Paula Levy (Wife) appeals the trial courts order denying her petition for non-dissolution alimony from Robert Levy (Husband). We reverse because the court incorrectly determined that it did not have legal authority to grant Wifes petition because of Husbands potential incapacity.
Wife petitioned the court for alimony unconnected with dissolution pursuant to section 61.09, Florida Statutes. The petition alleged that Husband was ill and would soon be placed in a skilled nursing facility and that Wife consequently needed monthly alimony to pay their expenses. Wife attached a marital property settlement agreement providing that Husband agreed to pay Wife the requested amount of monthly alimony. The settlement agreement was signed on behalf of Husband by his agent as designated in Husbands durable power of attorney. The durable power of attorney, which was also attached to the petition, specifically provided that Husband authorized the agent to, amongst other things, support and/or continue to support any person whom I have taken to support or to whom I may owe an obligation of support, in the same manner and in accordance with the same standard of living as I may have provided in the past. It further provided that the durable power of attorney would not be terminated by Husbands subsequent incapacity.

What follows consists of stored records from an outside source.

PR #1068, opened 2025-03-07
RISDEV-6988-Cleanup-documents-for-prototype

SebastianRossa:


backend/src/test/java/de/bund/digitalservice/ris/norms/application/service/PrototypeCleanupServiceTest.java
```diff
@@ -0,0 +1,178 @@
...
+      .nodeListToList(
+        norm.getRegelungstext1().getMeta().getProprietary().get().getElement().getChildNodes()
+      )
+      .stream()
+      .filter(node -> node.getNodeType() == Node.ELEMENT_NODE)
+      .toList();
+
+    assertThat(proprietyChildNodes).hasSize(1);
+    assertThat(proprietyChildNodes.get(0).getNamespaceURI())
+      .isEqualTo("http://MetadatenRIS.LegalDocML.de/1.7.2/");
```
malte-laukoetter: i would use `Namespace.METADATEN_RIS.getNamespaceUri()` here as well so we don't need to touch this when updating the ldml version

backend/src/test/java/de/bund/digitalservice/ris/norms/application/service/PrototypeCleanupServiceTest.java
```diff
@@ -0,0 +1,178 @@
...
+import de.bund.digitalservice.ris.norms.domain.entity.Norm;
+import de.bund.digitalservice.ris.norms.utils.NodeParser;
+import java.util.List;
+import org.junit.jupiter.api.Test;
+import org.w3c.dom.Element;
+import org.w3c.dom.Node;
+
+class PrototypeCleanupServiceTest {
+
+  private final PrototypeCleanupService underTest = new PrototypeCleanupService();
```
malte-laukoetter: nitpick: in the other tests we have always named this by the name of the service (so eg. `prototypeCleanupService`)

backend/src/main/java/de/bund/digitalservice/ris/norms/application/service/PrototypeCleanupService.java
```diff
@@ -0,0 +1,112 @@
...
+import org.w3c.dom.Node;
+
+/**
+ * Service responsible for cleaning up all {@link Dokument}s contained in a {@link Norm} since in the prototype
+ * not all available data can be published due to legal obligations
+ */
+@Service
+public class PrototypeCleanupService {
+
+  private static final Set<String> SHOULD_STAY = Set.of(
```
malte-laukoetter: i was confused for a short moment what exactly `SHOULD_STAY` contains and what it will be used for. Maybe move this down to the one method that is using it? or give it another name?

backend/src/main/java/de/bund/digitalservice/ris/norms/application/service/PrototypeCleanupService.java
```diff
@@ -0,0 +1,112 @@
...
+
+    return norm;
+  }
+
+  private void cleanRisMetadata(Dokument dokument) {
+    Optional<Element> dsProprietary = NodeParser.getElementFromExpression(
+      "//Q{" + Namespace.METADATEN_RIS.getNamespaceUri() + "}legalDocML.de_metadaten",
+      dokument.getDocument()
+    );
+    if (dsProprietary.isPresent()) {
```
malte-laukoetter: nitpick: there is also `Optional::ifPresent` that could have been used here, or maybe an early return?

backend/src/main/java/de/bund/digitalservice/ris/norms/application/service/PortalPrototypePublishService.java
```diff
@@ -65,7 +68,7 @@ public void publishNormsToPortalPrototype() {
 
       // TODO: (Malte Laukötter, 2025-03-07) check if norm is allowed to be published
 
-      // TODO: (Malte Laukötter, 2025-03-07) clean up norm
+      prototypeCleanupService.clean(norm.get());
       // TODO: (Malte Laukötter, 2025-03-07) also run the cleanup from the normal PublishService
```
malte-laukoetter: we don't have a ticket for this todo item yet, as i wasn't sure if you would just do it in here as well, should i create one?

backend/src/main/java/de/bund/digitalservice/ris/norms/domain/entity/Metadata.java
```diff
@@ -43,7 +43,10 @@ public enum Metadata {
     "qualifizierteMehrheit",
     true
   ),
-  ORGANISATIONS_EINHEIT(Namespace.METADATEN_RIS, "./organisationsEinheit", "organisationsEinheit");
+  ORGANISATIONS_EINHEIT(Namespace.METADATEN_RIS, "./organisationsEinheit", "organisationsEinheit"),
+  ENTRY_INTO_FORCE_DATE(Namespace.METADATEN_RIS, "./entryIntoForce/@date", "entryIntoForce", true),
+  EXPIRY_DATE(Namespace.METADATEN_RIS, "./expiry/@date", "expiry", true),
```
malte-laukoetter: we will probably have a merge conflict here as we both added these lines :) Also I think the 3 parameter should be date for both of these as that is the attribute that should be read and `isAttribute` is true

malte-laukoetter (approved):
Looks good to me, i left some (mostly nitpicky) comments :)

backend/src/main/java/de/bund/digitalservice/ris/norms/application/service/PortalPrototypePublishService.java
VictorDelCampo: Should we integrate the clean-up service into `PortalPrototypePublishService` to have just 1 service with this "temporary" code? or do we wanna keep the clean-up separated for testing purposes?

backend/src/main/java/de/bund/digitalservice/ris/norms/domain/entity/Metadata.java
VictorDelCampo: Jep it should be date, as these metadata are attributes. Good catch!

backend/src/main/java/de/bund/digitalservice/ris/norms/application/service/PrototypeCleanupService.java
VictorDelCampo: I prefer personally to have them at the top of the class (like in the table of content service) but you can decide. 
About the naming what about "ALLOWED_METADATA" ?

backend/src/main/java/de/bund/digitalservice/ris/norms/application/service/PrototypeCleanupService.java
```diff
@@ -0,0 +1,112 @@
...
+   *   <li>Removes specific notes related to amendments.</li>
+   *   <li>Modifies lifecycle events so the real date of the event is hidden.</li>
+   * </ul>
+   *
+   * @param norm The {@link Norm} containing the documents to be cleaned.
+   * @return The cleaned {@link Norm} with updated metadata and lifecycle events.
+   */
+  public Norm clean(Norm norm) {
+    Set<Dokument> dokumente = norm.getDokumente();
+    for (Dokument dokument : dokumente) {
```
VictorDelCampo, line 47: Bit nitpicking.... what about using a forEach on the Set directly?

```
    norm.getDokumente().forEach(dokument -> {
        cleanRisMetadata(dokument);
        ...
    });
```

backend/src/main/java/de/bund/digitalservice/ris/norms/application/service/PrototypeCleanupService.java
VictorDelCampo: +1 for if present

backend/src/main/java/de/bund/digitalservice/ris/norms/application/service/PrototypeCleanupService.java
```diff
@@ -0,0 +1,112 @@
...
+  }
+
+  private void cleanRisMetadata(Dokument dokument) {
+    Optional<Element> dsProprietary = NodeParser.getElementFromExpression(
+      "//Q{" + Namespace.METADATEN_RIS.getNamespaceUri() + "}legalDocML.de_metadaten",
+      dokument.getDocument()
+    );
+    if (dsProprietary.isPresent()) {
+      String query = createXpathAllDsProprietaryExceptShouldStay();
+      var nodesToDelete = NodeParser.getNodesFromExpression(query, dsProprietary.get());
```
VictorDelCampo: Nitpicking again, i would make another foreach here and 1-liner:

```
 NodeParser.getNodesFromExpression(createXpathAllDsProprietaryExceptShouldStay(), dsProprietary)
            .forEach(node -> node.getParentNode().removeChild(node))
```

backend/src/main/java/de/bund/digitalservice/ris/norms/application/service/PrototypeCleanupService.java
```diff
@@ -0,0 +1,112 @@
...
+      element.setAttribute("date", "1001-01-01");
+    }
+  }
+
+  private void deleteMetaData(Dokument dokument, String namespaceUri) {
+    Optional<Element> proprietaryElement = NodeParser.getElementFromExpression(
+      "//Q{" + namespaceUri + "}legalDocML.de_metadaten",
+      dokument.getDocument()
+    );
+    proprietaryElement.ifPresent(element -> element.getParentNode().removeChild(element));
```
VictorDelCampo: would combine these two statements:
```
    NodeParser.getElementFromExpression(
        "//Q{" + namespaceUri + "}legalDocML.de_metadaten",
        dokument.getDocument()
    ).ifPresent(element -> element.getParentNode().removeChild(element));
```

backend/src/main/java/de/bund/digitalservice/ris/norms/application/service/PrototypeCleanupService.java
```diff
@@ -0,0 +1,112 @@
...
+    var nodesToDelete = NodeParser.getNodesFromExpression(query, metadataElement);
+    for (Node node : nodesToDelete) {
+      node.getParentNode().removeChild(node);
+    }
+  }
+
+  private void cleanLifecycleEvents(Dokument dokument) {
+    Element metadataElement = dokument.getMeta().getElement();
+    String query =
+      "//eventRef[not(@type='generation' and @refersTo='ausfertigung') and not(@type='generation' and @refersTo='inkrafttreten')]";
```
VictorDelCampo: Didn't you say something about only the first `ausfertigung` and the first `inkraftreten` can stay? Or is it exactly the combination of generation+ausfertigung and generation+inkraftreten ? These combinations can only happen once each?

VictorDelCampo (approved):
LGTM. Also like Malte just being a nitpicker. And maybe also a comment: you went to xpath querying instead of using our domain classes (eventRef for example). Was this a deliberated decision? I guess you wanted to avoid relying on the domain since this service will be "temporary", if so, GOOD

backend/src/main/java/de/bund/digitalservice/ris/norms/application/service/PortalPrototypePublishService.java
SebastianRossa: @VictorDelCampo I prefer small concise classes. It's just easier for me to grasp what is happening there. Having all the cleanup methods in this class would distract me from the higher abstraction of this publishing service. And yes: testing was a breeze :-)

SebastianRossa: @malte-laukoetter i wasn't sure why we would have the cleanup step in the"normal" PublishService. Can you please clarify?

backend/src/main/java/de/bund/digitalservice/ris/norms/domain/entity/Metadata.java
SebastianRossa: Thanks a lot for clarifying this. I thought the actual tag would go in here and wasn't aware this changes when isAttribute is true. 
Looking into how getTag is used I get why we have it anyways. Should we add a small comment how this works?
E.g. in the Metadata docs:  *   <li>A tag name that points to the metadata value. This can be the actual tag name or an attribute depending on where the value is stored</li>

backend/src/main/java/de/bund/digitalservice/ris/norms/application/service/PrototypeCleanupService.java
SebastianRossa: What advantage do you see in using forEach? 
From my point of view the readability is the same while a for loop is faster (performance)

backend/src/main/java/de/bund/digitalservice/ris/norms/application/service/PortalPrototypePublishService.java
malte-laukoetter: It is also filtering out data from the xmls that we are not allowed to publish (eg. metadata that should only be available to the private portal). I would want to make sure that that definitely happens and not rely on the data in the database being already cleaned up (which might be the case i'm not 100% sure). And as that cleanup might remove different things than this new cleanup service we should call both.

malte-laukoetter: i created a subtask for it :)

VictorDelCampo: Not sure if we need to also call the cleanup of the publish service... since that clean up is bound to that job. And we have a separated clean up for the prototyp job. I think they are not related

backend/src/main/java/de/bund/digitalservice/ris/norms/application/service/PrototypeCleanupService.java
VictorDelCampo: To be honest, just readability in this case. But it is just my taste. I agree with the for loop being faster and if we don't have any need of additional functionality provided by the `forEach` (like parallel execution) we should stick to the for loop, specially if we dont have big collections, like the case for our set of `Dokument`. Let's keep then your for loop :)

backend/src/main/java/de/bund/digitalservice/ris/norms/application/service/PortalPrototypePublishService.java
malte-laukoetter: Both add restrictions on what data can be available to the public, the stuff from the existing publish service may never be public and the cleanup here is just the data that can not be available for the prototype. So to ensure we do not publish data that is not supposed to be public we need to run both. My idea is to move the cleanup from the publish service into it's own service and then call it here as well.

backend/src/main/java/de/bund/digitalservice/ris/norms/application/service/PrototypeCleanupService.java
SebastianRossa: As I understand generation/ausfertigung can only happen once. Then amendment/ausfertigung can occur. A Neufassung would be generation/neufassung. 
Not sure with the generation/inkrafttreten though. That might happen twice as i see it. Once at the former version and than on Neufassung. But i can't find any example.

malte-laukoetter:
One more thing i just remembered, I add some integration tests for the whole prototype publishing service in https://github.com/digitalservicebund/ris-norms/pull/1076/ it would be cool if you could add in a check that the published norm is cleaned up after we have merged the two PRs :)

backend/src/main/java/de/bund/digitalservice/ris/norms/application/service/PortalPrototypePublishService.java
VictorDelCampo: I see your reasoning and you are logically right.. I don't think it is good though to intertwine both clean-ups, since the jobs (and services including the clean-ups steps) should be independent. Also the clean-up for the prototype should take into consideration what should not be public anyway (organisationsEinheit), meaning the definition of what does not belong in the XML should already contain that. We are doing now work a devs that is not expected/specified

backend/src/main/java/de/bund/digitalservice/ris/norms/application/service/PrototypeCleanupService.java
```diff
@@ -0,0 +1,112 @@
...
+    Set<Dokument> dokumente = norm.getDokumente();
+    for (Dokument dokument : dokumente) {
+      cleanRisMetadata(dokument);
+      cleanRegularMetaData(dokument);
+      cleanBundesRegierungMetaData(dokument);
+      cleanNotes(dokument);
+      cleanLifecycleEvents(dokument);
+    }
+
+    return norm;
```
malte-laukoetter: one last thought: as this method is modifying the norm in place I think it would be a bit simpler to understand if we do not return it here

backend/src/main/java/de/bund/digitalservice/ris/norms/application/service/PrototypeCleanupService.java
VictorDelCampo: So what about laws with several inkraftrete when they are announced/generated? they would have several eventRef with the combination generation/inkraftreten right?

VictorDelCampo: Page 56 of LDML.de 1.7.2:

_inkrafttreten – Inkrafttreten eines Dokuments bzw. eines Teils davon oder eines auf das
Dokument anzuwendenden Änderungsbefehls._

VictorDelCampo: In page 114 you can see examples of several eventRef with generation/inkraftreten, this is the case when you have split time boundaries (gespaltene Geltungszeit), meaning one law that when announced already specified different inktraftreten

backend/src/main/java/de/bund/digitalservice/ris/norms/application/service/PortalPrototypePublishService.java
malte-laukoetter: I already see us adjusting the cleanup for publishing and then forgetting to also adjust the prototype-publishing. As yes in the moment all the non-public fields are in the metadata sections we clean up, but this might change and we would now always need to keep in mind both places.
My understanding of the prototype publishing is that all requirements of the "normal" publishing also apply here, as it is "just" normal publishing with some **additional** restrictions on which norms to publish and what data is allowed to be included.

malte-laukoetter: https://github.com/digitalservicebund/ris-norms/pull/1082

VictorDelCampo: But Malte.. this is once again your understanding and not a explicit requirement. We are doing now again things only on the dev side, without syncing with PM. If it is needed, let make it visible and gather first input from PM...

The record reflects that the petition was addressed during a uniform motion calendar hearing. The court ultimately denied the petition, reasoning that it was unable to legally order alimony due to concerns regarding Husbands potential incapacity. Although the court acknowledged the durable power of attorney in its order, it did not make any findings regarding the validity of the instrument or the agents authority to act thereunder. This appeal follows.
Ordinarily, we review a courts decision to award or deny alimony for abuse of discretion. Addie v. Coale , 120 So.3d 44, 46 (Fla. 4th DCA 2013). However, because the issue of whether a court has legal authority to act is a pure issue of law, we apply the de novo standard of review. See Metro-Dade Invs., Co. v. Granada Lakes Villas Condo., Inc. , 74 So.3d 593, 594 (Fla. 2d DCA 2011).
The sole issue in this case is whether Husbands potential incapacity legally precluded the court from awarding otherwise uncontested alimony. Wife argues that it did not because, regardless of Husbands incapacity, the durable power of attorney specifically authorized the agent to act on his behalf. We agree.
The entire purpose of a durable power of attorney, as opposed to a regular power of attorney, is to show the principals intent that the authority conferred is exercisable notwithstanding the principals subsequent incapacity. § 709.2104, Fla. Stat. (2017) ; see also § 709.2102(4), Fla. Stat. (2017) (defining the word durable, with respect to a power of attorney, as meaning not terminated by the principals incapacity). By denying alimony based on Husbands potential incapacity, the court failed to give effect to Husbands intent under the durable power of attorney to designate an agent to act on his behalf notwithstanding his subsequent incapacity. As neither the validity of the durable power of attorney nor the agents authority to act thereunder appear to be in dispute, the court was authorized to award alimony despite Husbands potential incapacity.
Accordingly, we reverse and remand for further proceedings consistent with this opinion.
Reversed and remanded.
Conner and Forst, JJ., concur.
Section 61.09, Florida Statutes (2018), provides:
If a person having the ability to contribute to the maintenance of his or her spouse and support of his or her minor child fails to do so, the spouse who is not receiving support may apply to the court for alimony and for support for the child without seeking dissolution of marriage, and the court shall enter an order as it deems just and proper.